Segment Start: EXTRACTED DATA

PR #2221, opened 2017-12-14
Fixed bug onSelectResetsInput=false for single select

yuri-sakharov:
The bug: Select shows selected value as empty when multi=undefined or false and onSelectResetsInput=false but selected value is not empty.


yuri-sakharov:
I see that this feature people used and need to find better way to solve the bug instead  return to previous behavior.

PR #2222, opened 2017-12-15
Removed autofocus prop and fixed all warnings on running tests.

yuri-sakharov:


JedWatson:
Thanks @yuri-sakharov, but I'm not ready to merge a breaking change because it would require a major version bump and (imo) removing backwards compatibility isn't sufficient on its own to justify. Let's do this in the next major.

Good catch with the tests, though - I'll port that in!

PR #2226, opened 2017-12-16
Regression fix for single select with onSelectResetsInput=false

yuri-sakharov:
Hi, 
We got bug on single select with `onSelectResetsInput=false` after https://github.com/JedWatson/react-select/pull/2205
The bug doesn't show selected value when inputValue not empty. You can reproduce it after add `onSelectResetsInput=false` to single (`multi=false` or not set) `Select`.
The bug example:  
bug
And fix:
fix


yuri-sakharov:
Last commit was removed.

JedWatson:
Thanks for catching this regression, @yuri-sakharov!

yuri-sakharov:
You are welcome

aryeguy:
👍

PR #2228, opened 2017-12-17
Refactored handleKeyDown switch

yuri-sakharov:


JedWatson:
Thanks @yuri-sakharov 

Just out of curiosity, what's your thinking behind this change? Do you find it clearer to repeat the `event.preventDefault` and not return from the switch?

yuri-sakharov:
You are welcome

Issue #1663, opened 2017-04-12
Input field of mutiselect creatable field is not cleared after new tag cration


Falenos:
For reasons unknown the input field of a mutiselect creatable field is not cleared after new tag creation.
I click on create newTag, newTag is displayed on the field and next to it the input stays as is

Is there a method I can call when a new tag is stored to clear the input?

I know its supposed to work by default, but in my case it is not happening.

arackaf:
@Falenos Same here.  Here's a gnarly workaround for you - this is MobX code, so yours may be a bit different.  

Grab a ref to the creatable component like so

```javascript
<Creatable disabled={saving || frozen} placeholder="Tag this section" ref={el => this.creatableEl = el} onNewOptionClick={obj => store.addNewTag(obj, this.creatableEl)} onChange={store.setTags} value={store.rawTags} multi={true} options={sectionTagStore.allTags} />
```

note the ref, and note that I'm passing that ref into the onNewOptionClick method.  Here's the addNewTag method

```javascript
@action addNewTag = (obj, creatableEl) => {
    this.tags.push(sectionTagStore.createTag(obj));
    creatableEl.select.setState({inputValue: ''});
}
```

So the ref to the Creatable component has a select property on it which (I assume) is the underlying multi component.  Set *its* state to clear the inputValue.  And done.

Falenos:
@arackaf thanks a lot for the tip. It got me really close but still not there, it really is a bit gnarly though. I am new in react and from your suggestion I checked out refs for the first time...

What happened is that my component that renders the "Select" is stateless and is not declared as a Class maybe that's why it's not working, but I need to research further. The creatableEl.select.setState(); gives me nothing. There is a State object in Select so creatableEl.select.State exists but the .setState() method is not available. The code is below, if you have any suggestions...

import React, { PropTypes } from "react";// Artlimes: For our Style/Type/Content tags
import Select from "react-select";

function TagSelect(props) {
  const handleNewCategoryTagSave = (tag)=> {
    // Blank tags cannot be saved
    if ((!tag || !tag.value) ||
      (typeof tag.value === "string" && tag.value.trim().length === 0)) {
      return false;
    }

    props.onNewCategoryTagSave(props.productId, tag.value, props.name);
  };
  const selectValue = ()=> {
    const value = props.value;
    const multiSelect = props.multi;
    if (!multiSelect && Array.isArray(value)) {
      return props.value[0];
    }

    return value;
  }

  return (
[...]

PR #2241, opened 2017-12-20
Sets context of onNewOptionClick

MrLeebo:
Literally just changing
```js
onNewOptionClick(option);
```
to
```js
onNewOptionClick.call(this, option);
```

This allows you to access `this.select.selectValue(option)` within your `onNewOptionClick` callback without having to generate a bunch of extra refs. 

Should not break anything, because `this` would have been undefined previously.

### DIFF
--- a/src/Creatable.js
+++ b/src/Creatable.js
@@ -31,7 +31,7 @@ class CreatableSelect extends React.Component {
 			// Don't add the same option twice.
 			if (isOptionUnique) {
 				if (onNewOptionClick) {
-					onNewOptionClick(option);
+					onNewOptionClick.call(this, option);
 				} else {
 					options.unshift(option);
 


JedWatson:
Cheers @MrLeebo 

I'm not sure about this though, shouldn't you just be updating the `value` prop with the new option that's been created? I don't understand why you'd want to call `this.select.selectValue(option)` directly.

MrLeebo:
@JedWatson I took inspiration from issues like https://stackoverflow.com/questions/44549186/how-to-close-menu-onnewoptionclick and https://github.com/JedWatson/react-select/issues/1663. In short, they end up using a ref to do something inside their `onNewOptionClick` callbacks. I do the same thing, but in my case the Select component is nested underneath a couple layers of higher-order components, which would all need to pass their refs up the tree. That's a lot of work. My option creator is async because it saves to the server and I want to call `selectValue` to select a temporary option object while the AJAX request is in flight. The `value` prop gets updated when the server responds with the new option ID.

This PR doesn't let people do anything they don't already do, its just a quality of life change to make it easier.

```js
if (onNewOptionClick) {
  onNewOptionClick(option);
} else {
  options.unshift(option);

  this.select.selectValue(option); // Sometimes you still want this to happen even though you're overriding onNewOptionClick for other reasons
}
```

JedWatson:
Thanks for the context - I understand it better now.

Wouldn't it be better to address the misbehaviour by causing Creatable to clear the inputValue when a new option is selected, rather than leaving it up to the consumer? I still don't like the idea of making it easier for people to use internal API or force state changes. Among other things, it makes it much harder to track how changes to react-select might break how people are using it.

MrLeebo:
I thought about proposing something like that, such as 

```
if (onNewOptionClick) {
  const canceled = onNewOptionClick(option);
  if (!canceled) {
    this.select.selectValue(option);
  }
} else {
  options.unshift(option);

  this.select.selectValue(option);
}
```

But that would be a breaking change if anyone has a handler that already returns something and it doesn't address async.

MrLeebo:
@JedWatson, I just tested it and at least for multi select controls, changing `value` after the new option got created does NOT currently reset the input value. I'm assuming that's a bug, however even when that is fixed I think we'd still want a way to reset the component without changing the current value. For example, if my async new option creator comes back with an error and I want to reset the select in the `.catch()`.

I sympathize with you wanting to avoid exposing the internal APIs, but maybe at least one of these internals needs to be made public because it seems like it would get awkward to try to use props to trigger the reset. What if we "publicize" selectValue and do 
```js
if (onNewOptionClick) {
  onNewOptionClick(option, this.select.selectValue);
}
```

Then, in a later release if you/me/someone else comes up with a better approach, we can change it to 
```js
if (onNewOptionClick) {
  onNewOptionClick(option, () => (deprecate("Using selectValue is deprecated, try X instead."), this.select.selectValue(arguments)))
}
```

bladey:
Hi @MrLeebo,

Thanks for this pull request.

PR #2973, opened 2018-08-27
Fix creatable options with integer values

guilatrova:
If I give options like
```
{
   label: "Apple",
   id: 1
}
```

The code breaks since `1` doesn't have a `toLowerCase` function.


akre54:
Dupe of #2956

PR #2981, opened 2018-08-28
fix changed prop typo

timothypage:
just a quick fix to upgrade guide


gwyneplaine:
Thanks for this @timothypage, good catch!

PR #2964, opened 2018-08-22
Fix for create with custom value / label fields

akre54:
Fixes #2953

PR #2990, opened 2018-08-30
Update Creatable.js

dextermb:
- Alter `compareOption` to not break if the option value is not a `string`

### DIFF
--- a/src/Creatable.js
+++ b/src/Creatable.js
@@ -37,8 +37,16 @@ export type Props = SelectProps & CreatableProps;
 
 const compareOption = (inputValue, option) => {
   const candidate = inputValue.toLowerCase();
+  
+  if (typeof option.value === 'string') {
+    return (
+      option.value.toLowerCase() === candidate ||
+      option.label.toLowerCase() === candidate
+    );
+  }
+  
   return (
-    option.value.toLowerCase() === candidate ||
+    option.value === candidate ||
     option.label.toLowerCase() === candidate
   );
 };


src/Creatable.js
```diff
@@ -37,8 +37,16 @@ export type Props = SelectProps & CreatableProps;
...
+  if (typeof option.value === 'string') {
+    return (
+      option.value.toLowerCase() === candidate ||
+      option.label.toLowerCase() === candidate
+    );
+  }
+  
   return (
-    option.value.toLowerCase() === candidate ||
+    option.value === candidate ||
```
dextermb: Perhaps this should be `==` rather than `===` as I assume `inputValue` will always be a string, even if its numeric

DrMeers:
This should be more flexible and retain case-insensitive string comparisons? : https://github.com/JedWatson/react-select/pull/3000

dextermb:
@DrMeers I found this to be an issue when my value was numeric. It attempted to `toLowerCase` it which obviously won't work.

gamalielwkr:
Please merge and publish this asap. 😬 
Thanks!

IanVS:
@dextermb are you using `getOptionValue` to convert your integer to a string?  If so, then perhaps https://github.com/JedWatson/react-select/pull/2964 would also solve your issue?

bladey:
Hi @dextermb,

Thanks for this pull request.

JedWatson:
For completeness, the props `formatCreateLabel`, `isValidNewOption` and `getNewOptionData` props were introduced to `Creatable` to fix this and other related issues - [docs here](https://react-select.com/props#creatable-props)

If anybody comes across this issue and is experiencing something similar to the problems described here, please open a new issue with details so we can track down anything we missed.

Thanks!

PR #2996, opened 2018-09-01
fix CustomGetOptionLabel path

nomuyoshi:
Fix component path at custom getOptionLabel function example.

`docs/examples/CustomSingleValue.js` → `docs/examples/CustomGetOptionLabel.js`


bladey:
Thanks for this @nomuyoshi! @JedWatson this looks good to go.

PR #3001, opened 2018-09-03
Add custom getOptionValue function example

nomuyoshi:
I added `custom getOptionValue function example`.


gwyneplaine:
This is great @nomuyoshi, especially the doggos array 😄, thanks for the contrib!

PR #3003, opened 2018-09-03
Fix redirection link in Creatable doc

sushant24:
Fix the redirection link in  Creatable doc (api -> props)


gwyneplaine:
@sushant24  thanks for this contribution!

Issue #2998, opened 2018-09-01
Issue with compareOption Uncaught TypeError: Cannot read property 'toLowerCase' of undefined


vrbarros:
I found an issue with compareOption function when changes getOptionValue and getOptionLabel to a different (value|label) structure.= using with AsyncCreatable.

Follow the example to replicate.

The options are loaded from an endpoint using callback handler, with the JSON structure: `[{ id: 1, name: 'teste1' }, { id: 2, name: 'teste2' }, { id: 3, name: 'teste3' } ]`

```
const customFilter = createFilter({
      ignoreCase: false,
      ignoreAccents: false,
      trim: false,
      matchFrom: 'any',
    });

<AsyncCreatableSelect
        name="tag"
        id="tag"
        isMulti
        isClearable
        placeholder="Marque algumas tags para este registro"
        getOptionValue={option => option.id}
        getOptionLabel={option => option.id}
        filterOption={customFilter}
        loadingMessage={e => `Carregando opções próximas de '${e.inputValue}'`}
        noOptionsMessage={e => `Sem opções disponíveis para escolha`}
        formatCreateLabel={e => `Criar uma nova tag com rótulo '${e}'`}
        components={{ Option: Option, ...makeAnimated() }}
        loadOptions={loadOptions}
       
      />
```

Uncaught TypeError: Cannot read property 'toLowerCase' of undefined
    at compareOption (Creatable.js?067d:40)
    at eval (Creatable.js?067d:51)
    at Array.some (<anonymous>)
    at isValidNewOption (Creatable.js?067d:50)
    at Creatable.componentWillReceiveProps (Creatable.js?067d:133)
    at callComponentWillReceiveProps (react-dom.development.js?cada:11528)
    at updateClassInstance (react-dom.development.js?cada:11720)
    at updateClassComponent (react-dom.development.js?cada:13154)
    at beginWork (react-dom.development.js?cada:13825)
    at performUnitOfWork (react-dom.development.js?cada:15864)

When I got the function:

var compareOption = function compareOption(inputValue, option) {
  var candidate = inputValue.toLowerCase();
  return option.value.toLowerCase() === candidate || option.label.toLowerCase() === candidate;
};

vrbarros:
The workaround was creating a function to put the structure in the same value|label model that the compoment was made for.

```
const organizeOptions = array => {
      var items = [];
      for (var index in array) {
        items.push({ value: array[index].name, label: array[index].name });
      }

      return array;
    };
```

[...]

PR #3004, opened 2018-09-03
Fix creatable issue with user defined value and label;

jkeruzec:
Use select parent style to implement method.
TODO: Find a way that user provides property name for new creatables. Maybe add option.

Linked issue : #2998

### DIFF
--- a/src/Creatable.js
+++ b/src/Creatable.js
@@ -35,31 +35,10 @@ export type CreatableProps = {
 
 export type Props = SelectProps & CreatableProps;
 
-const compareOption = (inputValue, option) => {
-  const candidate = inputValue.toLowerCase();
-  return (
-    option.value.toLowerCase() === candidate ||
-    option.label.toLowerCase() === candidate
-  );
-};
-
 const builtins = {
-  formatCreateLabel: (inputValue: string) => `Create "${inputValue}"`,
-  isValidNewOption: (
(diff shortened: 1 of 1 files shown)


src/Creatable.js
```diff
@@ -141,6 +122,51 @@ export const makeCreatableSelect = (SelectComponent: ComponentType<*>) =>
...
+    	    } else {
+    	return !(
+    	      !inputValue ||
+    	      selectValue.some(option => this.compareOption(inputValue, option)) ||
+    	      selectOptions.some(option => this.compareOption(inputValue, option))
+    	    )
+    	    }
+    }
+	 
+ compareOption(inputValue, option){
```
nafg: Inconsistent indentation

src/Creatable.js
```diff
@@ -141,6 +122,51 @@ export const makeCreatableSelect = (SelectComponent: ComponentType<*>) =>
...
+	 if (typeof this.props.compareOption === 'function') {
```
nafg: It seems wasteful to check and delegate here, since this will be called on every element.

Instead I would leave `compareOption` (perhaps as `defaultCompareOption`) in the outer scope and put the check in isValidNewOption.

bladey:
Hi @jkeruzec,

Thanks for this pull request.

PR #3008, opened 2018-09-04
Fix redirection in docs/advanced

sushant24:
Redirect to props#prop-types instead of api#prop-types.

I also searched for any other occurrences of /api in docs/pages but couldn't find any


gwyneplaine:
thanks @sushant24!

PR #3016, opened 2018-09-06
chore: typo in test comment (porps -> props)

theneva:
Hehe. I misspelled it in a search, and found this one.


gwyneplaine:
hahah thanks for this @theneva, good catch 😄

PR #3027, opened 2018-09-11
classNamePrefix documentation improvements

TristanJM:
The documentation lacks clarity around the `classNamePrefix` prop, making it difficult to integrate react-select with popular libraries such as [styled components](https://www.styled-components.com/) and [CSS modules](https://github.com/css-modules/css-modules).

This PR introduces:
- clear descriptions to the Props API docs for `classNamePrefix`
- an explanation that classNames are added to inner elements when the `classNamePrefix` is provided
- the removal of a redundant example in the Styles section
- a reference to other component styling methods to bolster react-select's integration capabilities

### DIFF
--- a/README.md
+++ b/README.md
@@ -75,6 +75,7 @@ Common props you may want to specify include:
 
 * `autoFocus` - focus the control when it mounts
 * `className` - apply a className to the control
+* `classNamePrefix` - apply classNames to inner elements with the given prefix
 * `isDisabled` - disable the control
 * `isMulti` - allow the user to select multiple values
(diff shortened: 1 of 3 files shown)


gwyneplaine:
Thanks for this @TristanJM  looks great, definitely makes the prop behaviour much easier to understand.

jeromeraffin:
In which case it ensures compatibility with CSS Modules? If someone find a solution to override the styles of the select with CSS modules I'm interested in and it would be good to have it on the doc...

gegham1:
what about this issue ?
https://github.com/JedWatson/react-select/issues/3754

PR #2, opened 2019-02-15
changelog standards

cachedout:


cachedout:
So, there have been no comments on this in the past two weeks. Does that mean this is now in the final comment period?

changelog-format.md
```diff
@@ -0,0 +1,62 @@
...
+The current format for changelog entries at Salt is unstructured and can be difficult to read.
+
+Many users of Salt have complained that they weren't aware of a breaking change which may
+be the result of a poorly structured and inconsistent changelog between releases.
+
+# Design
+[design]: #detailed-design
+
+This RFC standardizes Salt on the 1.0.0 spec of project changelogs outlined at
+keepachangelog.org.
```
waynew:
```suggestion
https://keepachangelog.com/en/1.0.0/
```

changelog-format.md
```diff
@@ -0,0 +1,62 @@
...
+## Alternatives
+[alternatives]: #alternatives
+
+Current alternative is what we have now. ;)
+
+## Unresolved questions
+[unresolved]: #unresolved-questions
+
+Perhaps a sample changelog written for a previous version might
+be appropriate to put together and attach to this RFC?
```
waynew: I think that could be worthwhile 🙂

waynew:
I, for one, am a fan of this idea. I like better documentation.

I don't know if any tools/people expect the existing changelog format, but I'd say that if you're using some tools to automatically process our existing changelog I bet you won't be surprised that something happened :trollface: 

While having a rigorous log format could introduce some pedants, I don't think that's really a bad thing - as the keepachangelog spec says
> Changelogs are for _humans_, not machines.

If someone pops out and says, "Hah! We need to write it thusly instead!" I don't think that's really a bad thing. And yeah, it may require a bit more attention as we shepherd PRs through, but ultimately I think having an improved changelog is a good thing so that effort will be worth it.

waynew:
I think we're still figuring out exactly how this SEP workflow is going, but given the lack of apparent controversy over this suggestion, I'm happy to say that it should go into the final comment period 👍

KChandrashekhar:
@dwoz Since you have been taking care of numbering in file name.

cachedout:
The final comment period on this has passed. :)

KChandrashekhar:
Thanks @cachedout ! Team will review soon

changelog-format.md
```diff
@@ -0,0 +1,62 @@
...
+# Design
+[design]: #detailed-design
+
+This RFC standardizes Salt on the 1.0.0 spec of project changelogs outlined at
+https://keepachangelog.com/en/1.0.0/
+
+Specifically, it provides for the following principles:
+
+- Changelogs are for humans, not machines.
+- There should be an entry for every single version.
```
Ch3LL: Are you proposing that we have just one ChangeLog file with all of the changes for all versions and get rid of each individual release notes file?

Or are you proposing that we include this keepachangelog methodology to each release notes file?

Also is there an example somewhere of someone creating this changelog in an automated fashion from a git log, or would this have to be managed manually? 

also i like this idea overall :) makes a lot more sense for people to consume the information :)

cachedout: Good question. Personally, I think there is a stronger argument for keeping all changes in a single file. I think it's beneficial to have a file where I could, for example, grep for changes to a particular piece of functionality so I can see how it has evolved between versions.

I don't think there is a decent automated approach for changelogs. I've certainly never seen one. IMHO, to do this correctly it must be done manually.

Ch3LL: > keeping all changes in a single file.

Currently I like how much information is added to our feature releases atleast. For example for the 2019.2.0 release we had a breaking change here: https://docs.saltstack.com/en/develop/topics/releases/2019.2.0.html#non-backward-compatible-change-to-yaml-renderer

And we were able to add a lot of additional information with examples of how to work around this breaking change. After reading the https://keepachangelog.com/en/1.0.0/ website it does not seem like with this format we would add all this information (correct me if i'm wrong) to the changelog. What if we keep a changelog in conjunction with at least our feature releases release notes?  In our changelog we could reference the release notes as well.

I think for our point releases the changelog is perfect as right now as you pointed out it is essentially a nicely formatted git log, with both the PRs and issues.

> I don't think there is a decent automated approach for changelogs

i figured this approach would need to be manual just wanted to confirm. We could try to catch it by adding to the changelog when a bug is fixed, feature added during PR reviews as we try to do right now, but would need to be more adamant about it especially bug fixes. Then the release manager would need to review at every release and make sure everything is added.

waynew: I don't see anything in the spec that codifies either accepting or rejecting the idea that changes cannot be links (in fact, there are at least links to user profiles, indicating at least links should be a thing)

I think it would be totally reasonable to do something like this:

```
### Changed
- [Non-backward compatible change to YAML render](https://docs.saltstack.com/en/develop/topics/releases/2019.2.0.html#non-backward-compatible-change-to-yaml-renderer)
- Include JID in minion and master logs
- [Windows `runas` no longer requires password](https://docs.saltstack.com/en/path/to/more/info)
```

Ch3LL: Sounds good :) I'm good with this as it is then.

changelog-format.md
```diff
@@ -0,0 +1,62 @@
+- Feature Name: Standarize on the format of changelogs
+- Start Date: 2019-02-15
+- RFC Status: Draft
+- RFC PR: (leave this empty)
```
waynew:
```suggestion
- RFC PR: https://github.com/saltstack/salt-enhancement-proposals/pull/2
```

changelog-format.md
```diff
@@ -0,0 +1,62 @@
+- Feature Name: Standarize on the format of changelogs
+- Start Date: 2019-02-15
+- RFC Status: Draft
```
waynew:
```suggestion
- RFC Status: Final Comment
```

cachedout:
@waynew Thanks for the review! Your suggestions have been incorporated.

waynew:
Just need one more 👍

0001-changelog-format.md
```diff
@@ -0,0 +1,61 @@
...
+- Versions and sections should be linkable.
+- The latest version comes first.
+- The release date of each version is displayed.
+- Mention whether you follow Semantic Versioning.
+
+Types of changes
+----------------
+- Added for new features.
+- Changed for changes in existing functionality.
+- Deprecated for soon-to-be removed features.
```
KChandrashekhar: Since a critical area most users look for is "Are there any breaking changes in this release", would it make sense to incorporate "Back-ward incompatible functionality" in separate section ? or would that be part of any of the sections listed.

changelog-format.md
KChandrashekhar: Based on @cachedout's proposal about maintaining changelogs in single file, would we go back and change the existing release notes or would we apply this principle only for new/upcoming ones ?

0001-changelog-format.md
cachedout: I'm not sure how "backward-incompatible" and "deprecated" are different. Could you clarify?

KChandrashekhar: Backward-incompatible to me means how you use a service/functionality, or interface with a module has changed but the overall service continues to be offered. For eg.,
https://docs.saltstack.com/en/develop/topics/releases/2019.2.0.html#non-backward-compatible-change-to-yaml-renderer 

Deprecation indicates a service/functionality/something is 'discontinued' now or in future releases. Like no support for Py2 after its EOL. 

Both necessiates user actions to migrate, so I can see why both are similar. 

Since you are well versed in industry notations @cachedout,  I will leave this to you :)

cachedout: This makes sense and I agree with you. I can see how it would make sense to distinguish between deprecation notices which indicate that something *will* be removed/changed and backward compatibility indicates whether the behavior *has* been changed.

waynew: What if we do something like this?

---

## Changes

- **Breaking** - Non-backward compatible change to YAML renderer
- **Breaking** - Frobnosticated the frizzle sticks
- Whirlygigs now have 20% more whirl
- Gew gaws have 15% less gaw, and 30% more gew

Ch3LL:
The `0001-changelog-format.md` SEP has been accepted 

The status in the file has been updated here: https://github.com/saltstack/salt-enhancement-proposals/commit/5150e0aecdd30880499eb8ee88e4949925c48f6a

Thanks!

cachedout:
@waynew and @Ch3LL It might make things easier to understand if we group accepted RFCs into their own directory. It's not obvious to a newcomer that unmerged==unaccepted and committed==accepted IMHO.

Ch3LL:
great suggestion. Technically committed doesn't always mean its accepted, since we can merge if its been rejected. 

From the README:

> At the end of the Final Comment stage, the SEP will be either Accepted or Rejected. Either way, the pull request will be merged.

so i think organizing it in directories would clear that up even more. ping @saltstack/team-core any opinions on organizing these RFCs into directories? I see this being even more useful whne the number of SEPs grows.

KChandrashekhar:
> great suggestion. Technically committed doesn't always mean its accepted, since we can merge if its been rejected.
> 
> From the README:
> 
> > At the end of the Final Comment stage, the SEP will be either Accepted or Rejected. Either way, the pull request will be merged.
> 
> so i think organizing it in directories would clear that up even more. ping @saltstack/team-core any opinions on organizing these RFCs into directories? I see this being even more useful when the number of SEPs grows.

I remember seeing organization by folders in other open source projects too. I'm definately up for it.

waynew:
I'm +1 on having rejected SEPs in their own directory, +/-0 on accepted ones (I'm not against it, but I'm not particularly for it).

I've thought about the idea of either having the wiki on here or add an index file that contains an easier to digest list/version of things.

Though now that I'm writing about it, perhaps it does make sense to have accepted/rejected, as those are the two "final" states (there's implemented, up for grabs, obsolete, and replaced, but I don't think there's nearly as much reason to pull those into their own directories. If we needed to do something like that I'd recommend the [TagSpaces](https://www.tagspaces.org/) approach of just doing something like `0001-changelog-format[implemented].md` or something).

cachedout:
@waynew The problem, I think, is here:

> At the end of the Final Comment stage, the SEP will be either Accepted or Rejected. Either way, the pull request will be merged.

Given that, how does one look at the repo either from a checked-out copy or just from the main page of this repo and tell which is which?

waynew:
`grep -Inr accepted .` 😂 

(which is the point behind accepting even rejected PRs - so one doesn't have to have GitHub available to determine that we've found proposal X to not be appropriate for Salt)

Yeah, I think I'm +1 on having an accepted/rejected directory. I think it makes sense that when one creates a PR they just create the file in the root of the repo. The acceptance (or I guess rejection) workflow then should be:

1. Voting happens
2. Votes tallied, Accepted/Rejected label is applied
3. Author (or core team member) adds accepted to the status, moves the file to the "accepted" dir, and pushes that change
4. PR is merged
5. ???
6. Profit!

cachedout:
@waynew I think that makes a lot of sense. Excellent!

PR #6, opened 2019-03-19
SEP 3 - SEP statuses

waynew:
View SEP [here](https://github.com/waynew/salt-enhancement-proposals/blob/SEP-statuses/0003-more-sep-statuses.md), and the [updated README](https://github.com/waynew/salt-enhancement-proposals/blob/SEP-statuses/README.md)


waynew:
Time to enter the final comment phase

Segment End: EXTRACTED DATA

YOUR GOAL: When a line above contains the string "functionality", copy that line.

RESULT OF THIS TASK:
cachedout: Good question. Personally, I think there is a stronger argument for keeping all changes in a single file. I think it's beneficial to have a file where I could, for example, grep for changes to a particular piece of functionality so I can see how it has evolved between versions.
+- Changed for changes in existing functionality.
KChandrashekhar: Since a critical area most users look for is "Are there any breaking changes in this release", would it make sense to incorporate "Back-ward incompatible functionality" in separate section ? or would that be part of any of the sections listed.
KChandrashekhar: Backward-incompatible to me means how you use a service/functionality, or interface with a module has changed but the overall service continues to be offered. For eg.,
Deprecation indicates a service/functionality/something is 'discontinued' now or in future releases. Like no support for Py2 after its EOL. 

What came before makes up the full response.